Problem description
Give back exactly the line that contains "unused parameter 'mode'" and all the lines after it in the records below, to the very last, with no other output.

Supplied entries

PR #150, opened 2021-11-20
Support a system-wide edflib (fix #149)

### LINKED ISSUE #149: Support building with a system copy of edflib?
For some users, and particularly for Linux distribution packagers, it is beneficial to be able to build `pyedflib` using a system-wide copy of `edflib`. [This Fedora Linux wiki page](https://fedoraproject.org/wiki/Bundled_Libraries?rd=Packaging:Bundled_Libraries) describes some of the reasons this can be desirable. It would be helpful if there were some mechanism to support this without patching `setup.py`.

Thanks for considering this request. I will follow up with a PR offering one possible implementation.

musicinmybrain:
Adds an environment variable `SYSTEM_EDFLIB`. When it is set empty or to `1`, the bundled EDFlib sources are not compiled, and a system-wide `edf` library is linked instead.

### DIFF
--- a/pyedflib/_extensions/c_edf.pxd
+++ b/pyedflib/_extensions/c_edf.pxd
@@ -6,7 +6,7 @@
 # get constants
 include "edf.pxi"
 
-cdef extern from "c/edflib.h":
+cdef extern from "edflib.h":
     int edf_set_patientcode(int, char *)
     int edfwrite_annotation_latin1(int, long long int, long long int, char *)
     int edfwrite_annotation_utf8(int, long long int, long long int, char *)
--- a/setup.py
+++ b/setup.py
@@ -20,6 +20,10 @@ except ImportError:
                "version of PyEDFlib")
         raise RuntimeError(msg)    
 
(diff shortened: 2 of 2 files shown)


skjerns:
Thanks for the PR, that looks interesting indeed. I'll have a look at it the coming days. As it is purely additional and does not infer with the commonly used install mode, it should be fine to merge.

musicinmybrain:
I see now that the bundled EDFlib is actually a fork, with at least some added error codes and an extra size-check parameter to `edfopen_file_readonly`. As long as `pyedflib` needs to fork EDFlib, this PR isn’t actually useful.

skjerns:
> I see now that the bundled EDFlib is actually a fork, with at least some added error codes and an extra size-check parameter to `edfopen_file_readonly`. As long as `pyedflib` needs to fork EDFlib, this PR isn’t actually useful.

Yes, that is true. However, we could think about making some of the changes optional, I don't think all of them are extremely important. On the other side, it should be no problem to recompile the source for installing the lib.

PR #153, opened 2021-12-10
Remove limit on numpy version

jcbsv:
There is no guarantee that a specified numpy version has a wheel package for any given python version. By relaxing the numpy version limit, pip will fetch the available numpy wheel package, instead of trying to build the specific numpy version (which may fail to complete).

### DIFF
--- a/pyproject.toml
+++ b/pyproject.toml
@@ -2,7 +2,7 @@
 requires = [
     "setuptools",
     "wheel",
-	"numpy <= 1.19.3",
+	"numpy",
     "cython"
 ]
 build-backend = "setuptools.build_meta"


skjerns:
perfect, thanks!

closes #152

cbrnr:
Any plans when the next release will be out? Currently it is not possible to just `pip install pyEDFlib` on Python 3.10.

skjerns:
@holgern could you make a new release for python 3.10? :)

flyingcow622:
How exactly do you go about relaxing the numpy version limit? sorry, I'm new to python.

skjerns:
I think if you download the current release it should be already without version limit. What error are you getting? Are you on Python 3.10?

PR #154, opened 2022-01-04
Build Python 3.10 wheels for aarch64

cbrnr:
As mentioned in #153, it would be great if a new release with Python 3.10 wheels could be made. This PR adds wheels for aarch64.


cbrnr:
Let me know if more changes are required, e.g. add a Python 3.10 job to CircleCI. It would also be great to see if these changes work, but e.g. wheels are only built for tags it seems.

skjerns:
Ah thanks! I was not even aware this script had been added.

Issue #111, opened 2021-02-16
Write EDF with sample rate < 1


skjerns:
Reading and writing sample rates generally seems to work, however, there is still a bug with writing sample rates below 1, e.g. 0.5

```Python
signals = np.random.randint(-2048, 2048, [3, 256*60])
highlevel.write_edf_quick('test.edf', signals.astype(np.int32), sfreq=1/3, digital=True)
signals2, _, _ = highlevel.read_edf('test.edf', digital=True, verbose=True)
np.testing.assert_allclose(signals, signals2)
```

skjerns:
should be fixed by #159

PR #159, opened 2022-01-18
fix writing of decimal sample frequency

### LINKED ISSUE #148: "sample_frequency" is a misleading name for the number of values in a signal
Hi, since v0.1.23 the `getSampleFrequency` method has changed the value it returns from the actual sample rate (aka the number of samples per second) to the number of samples in the signal.

This is also documented in code. I don't know the reason why it changed but there probably was a legit reason.

Now when I used the library I stumbled upon this and tracked down the value coming from `getSampleFrequency` to this line: https://github.com/holgern/pyedflib/blob/master/pyedflib/_extensions/_pyedflib.pyx#L358 which says:
```
            return <double>self.hdr.signalparam[channel].smp_in_datarecord
```

So the actual C edflib interface calls this not sample frequency but `smp_in_datarecord`, which is a much more appropriate name IMO. I really struggled with my code and thought: Well I know I have a sample rate of 500 Hz in my data, but now the file says it is 5000 (my signals are 10 seconds), am I producing the wrong files? (sidenote, I only read BDF files with pyedflib, I'm not writing them with this lib)

This confusion IMO comes solely from the name. I'm happy to calculate the frequency (or rate or however you would like to call it) myself, but I'm 100% sure that someone else later in the code will see my calculation and say "hey there is this getSampleFrequency method provided out of the box, let's use this".

What do you think about changing the name of the attribute altogether and removing any ambiguities?

skjerns:
In this PR I'm fixing some mistakes that have been made before, and include some clarifications w.r.t to `sampling_frequency` and `sample_rate`

**Summary**:
* `sample_frequency` is now the main term being used and denoted the samples in Hz (samples per second)
* we hide/discourage the use of `sample_rate`. To prevent confusion, for now we pretend `sample_frequency` and `sample_rate` are the same term towards the user.
* the use of `record_duration` was entirely wrong. Fixed that now.

**Terms**:
`smp_per_record`: tells us how many samples there are in each record.
`record_duration`: denotes the time window of one record. If all sampling frequencies are ints, this can simply be 1.
`sample_frequency`: is calculated by dividing smp_per_record/record_duration. If we write a file, we have to do the reverse, and find an optimal record_duration such that can actually represent the wished sample_frequency.

**Problem**:
Sampling frequency (samples per seconds in Hz) is not explicitly denoted in EDF. It is calculated by `smp_per_record` (samples, int) / `record_duration` (seconds, float). Previously it was just assumed that `sample_rate` is equivalent to `sample_frequency`, which is not the case, as `sample_rate` is taken directly from `smp_per_record`. However, when the `record_duration` is unequal to 1, this is not the same as the sampling frequency.
Similarly, if we want to save a file with decimal `sampling_frequency`, e.g. 0.5 Hz, we need to make the equation `0.5=smp_per_record/record_duration` work such that `smp_per_record` is an int. That means we need to look for a `record_duration` that matches the `smp_per_record` for all channels in the EDF. I posted a simplified solution that should work in most cases (just try out `record_duration` for 1s to 60s in 1s steps), however, we can think of some more mathematical solution as well later.

**Proposition**
I think nobody cares how many samples are stored within a record_duration. These are technical details. People want to set a sampling frequency. They do not care how this is realized and stored within the file. Therefore I opt to remove any setting of `record_duration` and ``

closes #148  #111

This is a rather large commit, and I would appreciate if someone would take a close look at it @holgern


pyedflib/edfreader.py
```diff
@@ -34,35 +34,36 @@ def _debug_parse_header(filename):
...
+        dmax = [f.read(8).decode() for i in range(nsigs)]
+        prefilter = [f.read(80).decode().strip() for i in range(nsigs)]
+        n_samples = [f.read(8).decode() for i in range(nsigs)]
+        reserved = [f.read(32).decode() for i in range(nsigs)]
+    _ = zip(label, transducer, dimension, pmin, pmax, dmin, dmax, prefilter, n_samples, reserved)
+    values = locals().copy()
+    fields = ['label', 'transducer', 'dimension', 'pmin', 'pmax', 'dmin', 'dmax', 'prefilter', 'n_samples', 'reserved']
+    sheaders = [{field:values[field][i] for field in fields} for i in range(nsigs)]
+    print('\n##### Signal Headers')
+    print(json.dumps(sheaders, indent=2))
```
skjerns, line 66: unrelated, just ignore, just for debugging

pyedflib/edfwriter.py
```diff
@@ -14,7 +14,7 @@
 from ._extensions._pyedflib import open_file_writeonly, set_physical_maximum, set_patient_additional, set_digital_maximum
 from ._extensions._pyedflib import set_birthdate, set_digital_minimum, set_technician, set_recording_additional, set_patientname
 from ._extensions._pyedflib import set_patientcode, set_equipment, set_admincode, set_gender, set_datarecord_duration, set_number_of_annotation_signals
-from ._extensions._pyedflib import set_startdatetime, set_starttime_subsecond, set_samplefrequency, set_physical_minimum, set_label, set_physical_dimension
+from ._extensions._pyedflib import set_startdatetime, set_starttime_subsecond, set_samples_per_record, set_physical_minimum, set_label, set_physical_dimension
```
skjerns, line 17: renamed to accurately reflect what the function actually does.

pyedflib/edfwriter.py
```diff
@@ -448,20 +453,21 @@ def setGender(self, gender):
...
+        lead to unexpected side-effects in the sample frequency calculations.
+        
         Returns 0 on success, otherwise -1.
 
         Parameters
         ----------
-        duration : integer
-            Sets the datarecord duration in units of 10 microSeconds
+        record_duration : integer
+            Sets the datarecord duration in units of seconds
```
skjerns, line 470: This was wrong. We insert the `record_duration` in seconds, not 10mS (this is how it is saved later inside the edf, but not how we indicate it here)

pyedflib/highlevel.py
```diff
@@ -420,11 +420,6 @@ def write_edf(edf_file, signals, signal_headers, header=None, digital=False,
     file_type: int, optional
         choose file_type for saving.
         EDF = 0, EDF+ = 1, BDF = 2, BDF+ = 3, automatic from extension = -1
-    block_size : int
-        set the block size for writing. Should be divisor of signal length
-        in seconds. Higher values mean faster writing speed, but if it
-        is not a divisor of the signal duration, it will append zeros.
-        Can be any value between 1=><=60, -1 will auto-infer the fastest value.
```
skjerns, line 427: the use of block_size was entirely wrong here, my bad. needs to be removed.

pyedflib/highlevel.py
```diff
@@ -496,15 +479,10 @@ def write_edf(edf_file, signals, signal_headers, header=None, digital=False,
...
 
-
-        frequency_key = 'sample_rate' if shead.get('sample_frequency') is None else 'sample_frequency'
-        shead[frequency_key] *= block_size
-
     # get annotations, in format [[timepoint, duration, description], [...]]
     annotations = header.get('annotations', [])
 
     with pyedflib.EdfWriter(edf_file, n_channels=n_channels, file_type=file_type) as f:
-        f.setDatarecordDuration(int(100000 * block_size))
```
skjerns, line 507: completely misunderstood the use of `record_duration`

pyedflib/tests/test_edfreader.py
```diff
@@ -35,7 +38,14 @@ def tearDownClass(cls):
...
                 print(e)
-
+                
+    def tearDown(self):
+        # small hack to close handles in case of tests throwing an exception
+        for obj in gc.get_objects():
+            if isinstance(obj, (EdfWriter, EdfReader)):
+                obj.close()
+                del obj
+
```
skjerns, line 48: if a test fails it will leave the file open. if the same file is accessed in a later test, that will fail again, just due to the file still being open.

added this to close all files that were not closed because a test failed.

pyedflib/tests/test_edfreader.py
```diff
@@ -98,24 +108,24 @@ def test_EdfReader_BDF_datarec_0_5(self):
         np.testing.assert_equal(f.datarecords_in_file, datarecords / datarecord_duration)
         np.testing.assert_equal(f.getFileDuration(), datarecords)
         
-        sample_frequencies = [1000, 800, 500, 975, 999]
+        sample_frequencies = [2000, 1600, 1000, 1950, 1998]
```
skjerns, line 112: these were wrong before. Now they are correct and finally are also what EDFBrowser would display.

pyedflib/tests/test_edfreader.py
```diff
@@ -125,12 +135,12 @@ def test_EdfReader_BDF_datarec_2(self):
         np.testing.assert_equal(f.datarecords_in_file, datarecords / datarecord_duration)
         np.testing.assert_equal(f.getFileDuration(), datarecords)
         
-        sample_frequencies = [1000, 800, 500, 975, 999]
+        sample_frequencies = [500, 400, 250, 487.5, 499.5]
```
skjerns, line 138: these were wrong before. Now they are correct and finally are also what EDFBrowser would display.

pyedflib/tests/test_highlevel.py
```diff
@@ -156,11 +166,14 @@ def test_fortran_write(self):
 
 
     def test_read_write_decimal_sample_frequencies(self):
-        signals = np.random.randint(-2048, 2048, [3, 256*60])
+        # first test with digital signals
+        signals = np.random.randint(-2048, 2048, [3, 256*60+8])
```
skjerns, line 170: +8 as the file is padded by zeros else.

skjerns:
I changed using `@master` to `@v3` and `@v4` as suggested in https://github.com/actions/upload-artifact/issues/41

skjerns:
Went once through all the changes, added some more comments.

Thanks for @gcathelain for reviewing!

I'll merge it soon.

PR #162, opened 2022-01-19
Cleanup CIs

skjerns:
We currently have several CIs runnig with several different trigger points.

I think, running everything through GitHub Actions should be cleanest and work well.

For now I propose:

* Remove CircleCI 
   * seems to give build error anyway
   * @holgern would need to disable it in on their website
* Remove Appveyor
   * takes forever to build
   * I see no advantage over Actions

Only one thing I'm not sure about: Both Actions and AppVeyor should use VS2019 to build on Windows. I'm not sure if they differ here and we get a greater variance of build chains that we cover. 

Additionally:
* Is `tox` actually used? Or can we also remove it? @holgern
* I'd like to include a workflow that automatically triggers on making a release, creates wheels for all platforms and uploads them to PiPy, what do you think?


holgern:
I disabled CircleCI and agree that we do not need that.

holgern:
Visual Studio 2019 is used by appveyer and github actions.
 
 we can change the github action os to windows-2019 in order to garantee that VS2019 is used.
 https://github.com/actions/virtual-environments/blob/main/images/win/Windows2019-Readme.md
 
 I think we can disable also AppVeyoer.
 
 tox was used by travis, so I think it can also be removed.

Issue #156, opened 2022-01-13
ValueError: numpy.ndarray size changed, may indicate binary incompatibility.


YaohuaYang:
Env
macOS Monterey Apple M1 Pro
python 3.9.9
Numpy 1.20.3
pyedflib v0.1.24, v0.1.19

All packages we installed through 
**arch -arm64 pip install packagename==version**

Shows below error while importing pyedflib
**ValueError: numpy.ndarray size changed, may indicate binary incompatibility. Expected 96 from C header, got 88 from PyObject**

Besides, I'm not able to install v0.1.20-v0.1.23 since the numpy version was limited to under 1.20.
And I don't want to upgrade NumPy over 1.20 since I have another dependency.
Can anyone help me on this issue? Thanks!

skjerns:
have you tried the solutions from here?

https://github.com/holgern/pyedflib/issues/94

YaohuaYang:
> have you tried the solutions from here?
> 
> #94
No, it doesn't work. Is it possible for you to compile a osx-arm64 version and upload to conda package manager? It would be supper helpful!
https://anaconda.org/conda-forge/pyedflib

skjerns:
@YaohuaYang is this resolved by #164 ? can you try installing from master?

YaohuaYang:
@skjerns Thanks for suggesting. I solved it with rosetta 2 + conda.

PR #164, opened 2022-01-21
use oldest-supported-numpy to build

hofaflo:
In the v0.1.24 release, pyedflib's cython extension was compiled against Numpy 1.22.1 for Python versions >=3.8 ([see workflow](https://github.com/holgern/pyedflib/runs/4894478892?check_suite_focus=true#step:5:2129)). Trying to import pyedflib in a local environment with a lower minor NumPy version (e.g. 1.21.5) leads to the cython error message shown in #156. 

The discussion on the introduction of an ndarray size change in NumPy 1.20.0 ([link](https://github.com/numpy/numpy/pull/16938)) contains a suggestion to use [`oldest-supported-numpy`](https://pypi.org/project/oldest-supported-numpy/) for building C/cython extensions.

I'm not sure why this error appears at the switch between 1.21 and 1.22 as the size change was introduced in 1.20 and have only tested this on Python 3.10 (Win10, 64bit), but if you and the CI workflows agree, this could be a solution :)

### DIFF
--- a/pyproject.toml
+++ b/pyproject.toml
@@ -2,7 +2,7 @@
 requires = [
     "setuptools",
     "wheel",
-	"numpy",
+	"oldest-supported-numpy",
     "cython"
 ]
 build-backend = "setuptools.build_meta"


holgern:
Thanks, this seems to be a good solution.

Issue #171, opened 2022-04-13
unused parameter 'mode' in CyEdfReader.open function


lihanhui:
def open(self, file_name, mode='r', annotations_mode=EDFLIB_READ_ALL_ANNOTATIONS, check_file_size=EDFLIB_CHECK_FILE_SIZE):

parameter 'mode' unused!

skjerns:
thanks, well spotted! That seems to have been a leftover/deprecated parameter. I removed it in #172

PR #172, opened 2022-04-17
remove deprecated "mode" parameter

skjerns:
There was a `mode` parameter that seems to have been a leftover of a previous refactor. It was not used indeed as pointed out by #171 so it should be safe to remove.


skjerns:
closes #171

Response below
unused parameter 'mode' in CyEdfReader.open function


lihanhui:
def open(self, file_name, mode='r', annotations_mode=EDFLIB_READ_ALL_ANNOTATIONS, check_file_size=EDFLIB_CHECK_FILE_SIZE):

parameter 'mode' unused!

skjerns:
thanks, well spotted! That seems to have been a leftover/deprecated parameter. I removed it in #172

PR #172, opened 2022-04-17
remove deprecated "mode" parameter

skjerns:
There was a `mode` parameter that seems to have been a leftover of a previous refactor. It was not used indeed as pointed out by #171 so it should be safe to remove.


skjerns:
closes #171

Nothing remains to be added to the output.